Textpresso, an Information Retrieval and Extraction System for Biological Literature. Start date: March 23, 2006. Expires: Jan. 31, 2009. Amount: $300,000. Principal investigator: Paul Sternberg. Institution: California Institute of Technology. NIH institute: NHGRI.

Funds development of an information retrieval and extraction system called Textpresso that processes the full text of biological papers. A prototype system is already in use at the WormBase and SGD model organism databases, according to the grant abstract. The system separates text into sentences, labels words and phrases according to an ontology, and allows queries to be performed on a database of labeled sentences. The current ontology comprises 37 categories of terms.

MouseCyc: A Biochemical Pathway Database for the Mouse.

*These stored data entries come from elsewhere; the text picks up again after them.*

PR #3825, opened 2018-10-16
setMaxInboundMessageSize in Pubsub example

stephenmw:
Pub/Sub may return up to 20MB of data from a single pull request. The default of 4MB is not enough for even one message of maximum size (10MB).


stephenmw:
Note: this is related to b/117792383

PR #3828, opened 2018-10-16
Make testDownloadPublicBlobWithoutAuthentication skippable with an environment variable

JesseLovelace:
testDownloadPublicBlobWithoutAuthentication will never pass when running in a restricted VPC, so this gives the option to skip to skip the test by setting the environment variable GOOGLE_CLOUD_TESTS_IN_VPCSC to "true".

This replaces the solution of skipping the test if there's any 403, since that could be a genuine error.


google-cloud-clients/google-cloud-storage/src/test/java/com/google/cloud/storage/it/ITStorageTest.java
```diff
@@ -1661,20 +1661,16 @@ public void testGetBlobs() {
 
   @Test
   public void testDownloadPublicBlobWithoutAuthentication() {
+    assumeFalse(System.getenv("GOOGLE_CLOUD_TESTS_IN_VPCSC").equalsIgnoreCase("true"));
```
frankyn: I think this LGTM. My only request is that you make this available to future tests. Could you create a separate class member variable with this value which a test can check against?

google-cloud-clients/google-cloud-storage/src/test/java/com/google/cloud/storage/it/ITStorageTest.java
```diff
@@ -143,6 +142,7 @@
   private static final String KMS_KEY_RING_LOCATION = "us";
   private static final String KMS_KEY_ONE_NAME = "gcs_kms_key_one";
   private static final String KMS_KEY_TWO_NAME = "gcs_kms_key_two";
+  private static final boolean isVpcTest = System.getenv("GOOGLE_CLOUD_TESTS_IN_VPCSC").equalsIgnoreCase("true");
```
frankyn: Constant casing `IS_VPC_TEST`

PR #3830, opened 2018-10-17
Add compute synth

chingor13:
Adds compute library synth file which uses the discogapic generator.

Added to synthtool in https://github.com/googleapis/synthtool/releases/tag/synthtool-0.10.0

### DIFF
--- a/google-cloud-clients/google-cloud-compute/synth.py
+++ b/google-cloud-clients/google-cloud-compute/synth.py
@@ -18,7 +18,6 @@ import synthtool as s
 import synthtool.gcp as gcp
 
 gapic = gcp.DiscoGAPICGenerator()
-common_templates = gcp.CommonTemplates()
 
 library = gapic.java_library(
     service='compute',


andreamlin:
Has this been tested?

chingor13:
These are only really testable by cd'ing to the directory and running `python3 synth.py` (assuming [synthtool](https://github.com/googleapis/synthtool) is already installed). This has been tested locally and there is a documentation change pending which will appear tomorrow assuming this is merged.

google-cloud-clients/google-cloud-compute/synth.py
```diff
@@ -0,0 +1,29 @@
...
+# See the License for the specific language governing permissions and
+# limitations under the License.
+
+"""This script is used to synthesize generated parts of this library."""
+
+import synthtool as s
+import synthtool.gcp as gcp
+
+gapic = gcp.DiscoGAPICGenerator()
+common_templates = gcp.CommonTemplates()
```
andreamlin: Is this variable used somewhere?

chingor13: Good catch, it's not needed. Will remove.

PR #3831, opened 2018-10-17
Update CODEOWNERS.

chingor13:
- Remove @vam-google
- Remove @andreamlin from all but Compute
- Fix path prefix


chingor13:
cc @vam-google as they somehow don't have write access so I can't request a review.

vam-google:
@chingor13 that is weird... I created this CODEOWNERS file. Are  you sure I don't have the permissions? If I do not, then I was somehow removed by mistake. Pleaese add me back

chingor13:
@vam-google Permissions were all weird after this repo moved orgs.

Start date: April 1, 2006. Expires: Jan. 31, 2009. Amount: $252,000. Principal investigator: Carol Bult. Institution: Jackson Laboratory. NIH institute: NHGRI.

Proposal to develop MouseCyc, a biochemical pathway genome database for the mouse that will be integrated with curated information on phenotypes, gene expression data, functional annotations, and mammalian homology for mouse genes available from the Mouse Genome Informatics database. The grantees plan to use the Pathway Tools suite of software to implement the database.

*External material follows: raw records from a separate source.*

Issue #4223, opened 2018-12-13
Specify versions of dependencies in one central location for pom.xml files


kolea2:
Cleanup properties like `<gax.version>` in pom.xml files and have them located in one place to reference.

PR #4236, opened 2018-12-17
Update javadoc link for api-common-java.

kolea2:


sduskis:
@elharo, we have a disconnect between our `google-cloud-clients/pom.xml` use of versions for docs, and the version of the actual library that's defined in the bom.  Ideally, we only specify the version once.

kolea2:
@elharo @sduskis I can look into that as part of the javadoc cleanup issue I created last week: #4223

Shape Optimizing Diffeomorphisms for Computational Biology. Start date: April 1, 2006. Expires: March 31, 2010. Amount: $365,513. Principal investigator: James Gee. Institution: University of Pennsylvania. NIH institute: NIBIB.

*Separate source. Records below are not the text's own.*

PR #4240, opened 2018-12-18
OpenCensus Support for Cloud Pub/Sub

dinooliva:
Adds OpenCensus context propagation to the CPS Publisher and Subscriber. This pr is initially meant for discussion between OpenCensus and CPS.

### DIFF
--- a/google-cloud-clients/google-cloud-pubsub/pom.xml
+++ b/google-cloud-clients/google-cloud-pubsub/pom.xml
@@ -82,7 +82,7 @@
       <groupId>io.opencensus</groupId>
       <artifactId>opencensus-impl</artifactId>
       <version>${opencensus.version}</version>
-      <scope>runtime</scope>
+      <scope>test</scope>
     </dependency>
     <!-- Need testing utility classes for generated gRPC clients tests -->
     <dependency>
--- a/google-cloud-clients/google-cloud-pubsub/src/main/java/com/google/cloud/pubsub/v1/Publisher.java
+++ b/google-cloud-clients/google-cloud-pubsub/src/main/java/com/google/cloud/pubsub/v1/Publisher.java
@@ -626,6 +626,7 @@ public class Publisher {
      * Gives the ability to set an {@link ApiFunction} that will transform the {@link PubsubMessage}
      * before it is sent
      */
+    @BetaApi
     public Builder setTransform(ApiFunction<PubsubMessage, PubsubMessage> messageTransform) {
       this.messageTransform =
           Preconditions.checkNotNull(messageTransform, "The messageTransform cannnot be null.");


sduskis:
@dinooliva, did @igorbernstein2 reach out to you yet about his work in GAX? That work should supersede this PR.

igorbernstein2:
we are in touch

google-cloud-clients/google-cloud-pubsub/src/main/java/com/google/cloud/pubsub/v1/OpenCensusUtil.java
```diff
@@ -0,0 +1,174 @@
...
+    }
+  }
+
+  @MustBeClosed
+  private static Scope createScopedSpan(String name) {
+    return tracer
+        .spanBuilderWithExplicitParent(name, tracer.getCurrentSpan())
+        .setRecordEvents(true)
+        // TODO(dpo): set to default.
+        .setSampler(Samplers.alwaysSample())
```
sduskis: @dinooliva, does this need to be fixed before merging?

google-cloud-clients/google-cloud-pubsub/pom.xml
```diff
@@ -16,6 +16,7 @@
   </parent>
   <properties>
     <site.installationModule>google-cloud-pubsub</site.installationModule>
+    <opencensus.version>0.15.1</opencensus.version>
```
sduskis: Please remove this variable.

google-cloud-clients/google-cloud-pubsub/src/main/java/com/google/cloud/pubsub/v1/OpenCensusUtil.java
```diff
@@ -0,0 +1,174 @@
...
+      this.receiver = receiver;
+    }
+
+    @Override
+    public void receiveMessage(PubsubMessage message, AckReplyConsumer consumer) {
+      String encodedTagContext = message.getAttributesOrDefault(TAG_CONTEXT_KEY, "");
+      String encodedSpanContext = message.getAttributesOrDefault(TRACE_CONTEXT_KEY, "");
+      try (
+          Scope spanScope = createScopedSpan("receiver");
+          Scope statsScope = createScopedTagContext(encodedTagContext)) {
```
igorbernstein2: Shouldn't the creation of the span be conditional on the attributes being present?

google-cloud-clients/google-cloud-pubsub/src/main/java/com/google/cloud/pubsub/v1/OpenCensusUtil.java
```diff
@@ -0,0 +1,174 @@
...
+    } catch (TagContextDeserializationException exn) {
+      logger.log(Level.INFO, "OpenCensus: Tag Context Deserialization Exception: " + exn);
+      return tagger.withTagContext(tagger.getCurrentTagContext());
+    }
+  }
+
+  @MustBeClosed
+  private static Scope createScopedSpan(String name) {
+    return tracer
+        .spanBuilderWithExplicitParent(name, tracer.getCurrentSpan())
```
igorbernstein2: What would be the current span on the receiver side? Shouldn't it start a new root span?

google-cloud-clients/google-cloud-pubsub/src/main/java/com/google/cloud/pubsub/v1/OpenCensusUtil.java
```diff
@@ -0,0 +1,174 @@
...
+    private OpenCensusMessageReceiver(MessageReceiver receiver) {
+      this.receiver = receiver;
+    }
+
+    @Override
+    public void receiveMessage(PubsubMessage message, AckReplyConsumer consumer) {
+      String encodedTagContext = message.getAttributesOrDefault(TAG_CONTEXT_KEY, "");
+      String encodedSpanContext = message.getAttributesOrDefault(TRACE_CONTEXT_KEY, "");
+      try (
+          Scope spanScope = createScopedSpan("receiver");
```
igorbernstein2: If I'm not mistaken, there is a good probability that this will be a top level span. Since this is a continuation of the publisher span, maybe it should be prefixed with the publisher span's name?

google-cloud-clients/google-cloud-pubsub/src/main/java/com/google/cloud/pubsub/v1/Publisher.java
```diff
@@ -187,11 +187,11 @@ public String getTopicNameString() {
    * @param message the message to publish.
    * @return the message ID wrapped in a future.
    */
-  public ApiFuture<String> publish(PubsubMessage message) {
+  public ApiFuture<String> publish(PubsubMessage originalMessage) {
     if (shutdown.get()) {
       throw new IllegalStateException("Cannot publish on a shut-down publisher.");
     }
-
+    PubsubMessage message = OpenCensusUtil.putOpenCensusAttributes(originalMessage);
```
igorbernstein2: Is there any way to hook into OpenCensus' sampling logic here and avoid increasing request size if the span will not be published?

google-cloud-clients/google-cloud-pubsub/pom.xml
```diff
@@ -46,6 +47,11 @@
       <groupId>io.grpc</groupId>
       <artifactId>grpc-auth</artifactId>
     </dependency>
+    <dependency>
+      <groupId>io.opencensus</groupId>
+      <artifactId>opencensus-api</artifactId>
+      <version>${opencensus.version}</version>
```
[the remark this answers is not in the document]
sduskis: This still needs to be changed.  Please remove `<version>${opencensus.version}</version>`

google-cloud-clients/google-cloud-pubsub/src/main/java/com/google/cloud/pubsub/v1/OpenCensusUtil.java
```diff
@@ -0,0 +1,193 @@
+/* Copyright 2018 Google Inc.
```
sduskis: s/2018/2019

google-cloud-clients/google-cloud-pubsub/src/main/java/com/google/cloud/pubsub/v1/OpenCensusUtil.java
```diff
@@ -0,0 +1,193 @@
...
+import io.opencensus.trace.TraceOptions;
+import io.opencensus.trace.Tracer;
+import io.opencensus.trace.Tracing;
+import io.opencensus.trace.samplers.Samplers;
+
+import java.util.Base64;
+import java.util.logging.Level;
+import java.util.logging.Logger;
+
+final class OpenCensusUtil {
```
sduskis: class comments are need

google-cloud-clients/pom.xml
```diff
@@ -167,6 +167,7 @@
     <!-- test dependency versions -->
     <easymock.version>3.4</easymock.version>
     <objenesis.version>2.6</objenesis.version>
+    <opencensus.version>0.16.0</opencensus.version>
```
sduskis: There is already an `<opencensus.version>` above.  Please remove this duplicate entry.

google-cloud-clients/google-cloud-pubsub/src/main/java/com/google/cloud/pubsub/v1/OpenCensusUtil.java
```diff
@@ -0,0 +1,193 @@
...
+
+  private static final Tagger tagger = Tags.getTagger();
+  private static final TagContextBinarySerializer serializer =
+      Tags.getTagPropagationComponent().getBinarySerializer();
+
+  private static final TraceOptions SAMPLED = TraceOptions.builder().setIsSampled(true).build();
+  private static final Tracer tracer = Tracing.getTracer();
+
+  // Used in Publisher.
+  // TODO: consider adding configuration support to control adding these attributes.
```
sduskis: I believe we need the configuration control before merging this.  This should be off by default, I would think.

google-cloud-clients/google-cloud-pubsub/src/main/java/com/google/cloud/pubsub/v1/OpenCensusUtil.java
```diff
@@ -0,0 +1,193 @@
...
+  // class
+  private static final class OpenCensusMessageReceiver implements MessageReceiver {
+    private final MessageReceiver receiver;
+
+    private OpenCensusMessageReceiver(MessageReceiver receiver) {
+      this.receiver = receiver;
+    }
+
+    @Override
+    public void receiveMessage(PubsubMessage message, AckReplyConsumer consumer) {
```
sduskis: Do we need configuration here as well, so that the user can define whether or not they want this?

google-cloud-clients/google-cloud-pubsub/pom.xml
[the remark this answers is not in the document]
dinooliva: Seems this dependency is inherited from google-cloud-clients so I can remove it altogether.

google-cloud-clients/google-cloud-pubsub/src/main/java/com/google/cloud/pubsub/v1/OpenCensusUtil.java
dinooliva: Done.

google-cloud-clients/google-cloud-pubsub/src/main/java/com/google/cloud/pubsub/v1/OpenCensusUtil.java
dinooliva: Done.

Are class comments necessary even though the class isn't public?

google-cloud-clients/google-cloud-pubsub/src/main/java/com/google/cloud/pubsub/v1/OpenCensusUtil.java
dinooliva: I think that makes sense too.

google-cloud-clients/google-cloud-pubsub/src/main/java/com/google/cloud/pubsub/v1/OpenCensusUtil.java
sduskis: I don't know offhand. I'm just concerned that this will change user behavior without user selecting to turn this on.

google-cloud-clients/google-cloud-pubsub/src/main/java/com/google/cloud/pubsub/v1/OpenCensusUtil.java
```diff
@@ -0,0 +1,197 @@
...
+  private static String encodeSpanContext(SpanContext ctxt) {
+    TraceId traceId = ctxt.getTraceId();
+    SpanId spanId = ctxt.getSpanId();
+    TraceOptions traceOpts = ctxt.getTraceOptions();
+    if (traceOpts.isSampled()) {
+      return "";
+    }
+    return "traceid=" + traceId.toLowerBase16()
+        + "&spanid=" + spanId.toLowerBase16()
+        + "&traceopt=" + (traceOpts.isSampled() ? "t&" : "f&");
```
sduskis: should this line now be `"&traceopt=f&"`?

dinooliva: I've changed the text encoding of span to use our standard TraceContext text format.

google-cloud-clients/google-cloud-pubsub/src/main/java/com/google/cloud/pubsub/v1/OpenCensusUtil.java
dinooliva: The library only has a dependency on the OpenCensus API library, which means this code is a no-op. To enable propagation, an application will need to explicitly add a dependency on an OpenCensus Impl library. This is how configuration is done for other Java cloud client libraries (e.g. cloud bigtable and spanner).

sduskis:
@igorbernstein2, we need someway to configure whether or not to turn it on.  Can we piggyback your tracing configuration settings for this?

igorbernstein2:
I wasn't planning on letting end users configure tracing per service. The gapic stub settings are meant for service owners to mark their client as ready for tracing. My understanding is that if opencensus-impl is on the classpath and an exporter is configured all components should contribute traces.

I think forcing the user to opt-in per service is going to create too much friction. Why is this different from grpc auto creating spans?

JustinBeckwith:
@sduskis what is this blocked on?

sduskis:
@JustinBeckwith, we need approval from the Pub/Sub team. and we also need a way to configure whether or not this feature is active.

dinooliva:
Note: I developed the design of the OpenCensus Pub/Sub integration in conjunction with the Cloud Pub/Sub team.

Also, as previously noted, similar to Google Cloud Bigtable and Spanner (and other libraries e.g. gRPC), this feature is inactive unless a dependency on an OpenCensus implementation is added to the application.

google-cloud-clients/google-cloud-pubsub/pom.xml
```diff
@@ -78,6 +78,12 @@
       <artifactId>grpc-google-iam-v1</artifactId>
       <scope>test</scope>
     </dependency>
+    <dependency>
```
sduskis: Do we really need to add `opencensus-impl` here?

bogdandrutu: We should not, only the final app should do this.

dinooliva: These are the test dependencies rather than the library dependencies. I use the implementation to test OpenCensusUtil.

google-cloud-clients/google-cloud-pubsub/src/main/java/com/google/cloud/pubsub/v1/OpenCensusUtil.java
```diff
@@ -0,0 +1,182 @@
...
+  public static final String TAG_CONTEXT_KEY = "googclient_OpenCensusTagContextKey";
+  public static final String TRACE_CONTEXT_KEY = "googclient_OpenCensusTraceContextKey";
+  @VisibleForTesting static final String MESSAGE_RECEIVER_SPAN_NAME = "OpenCensusMessageReceiver";
+  private static final String TRACEPARENT_KEY = "traceparent";
+
+  private static final Tagger tagger = Tags.getTagger();
+  private static final TagContextBinarySerializer serializer =
+      Tags.getTagPropagationComponent().getBinarySerializer();
+
+  private static final TraceOptions SAMPLED = TraceOptions.builder().setIsSampled(true).build();
```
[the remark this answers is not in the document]
dinooliva: Done.

google-cloud-clients/google-cloud-pubsub/src/main/java/com/google/cloud/pubsub/v1/OpenCensusUtil.java
dinooliva: Yes, done.

dinooliva:
Thanks!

Funds development of a new system for "rigorous spatiotemporal medical image analysis in a large scale computing environment" for neuroimaging, according to the grant abstract. The goal of the project is to associate changes that occur in an individual over time with causes, including "innate population variability, injury, pathology, or the effects of genotype on phenotype." The method will use the recently proposed Diffeomorphometry system, which "quantifies and relates these variables to an optimal spatiotemporal coordinate system."

Predicting Drug Mechanism Via Chemogenomic Profiling. Start date: April 1, 2006. Expires: March 31, 2011. Amount: $324,500. Principal investigator: Timothy Stevens Gardner. Institution: Boston University Charles River Campus. NIH institute: NIGMS.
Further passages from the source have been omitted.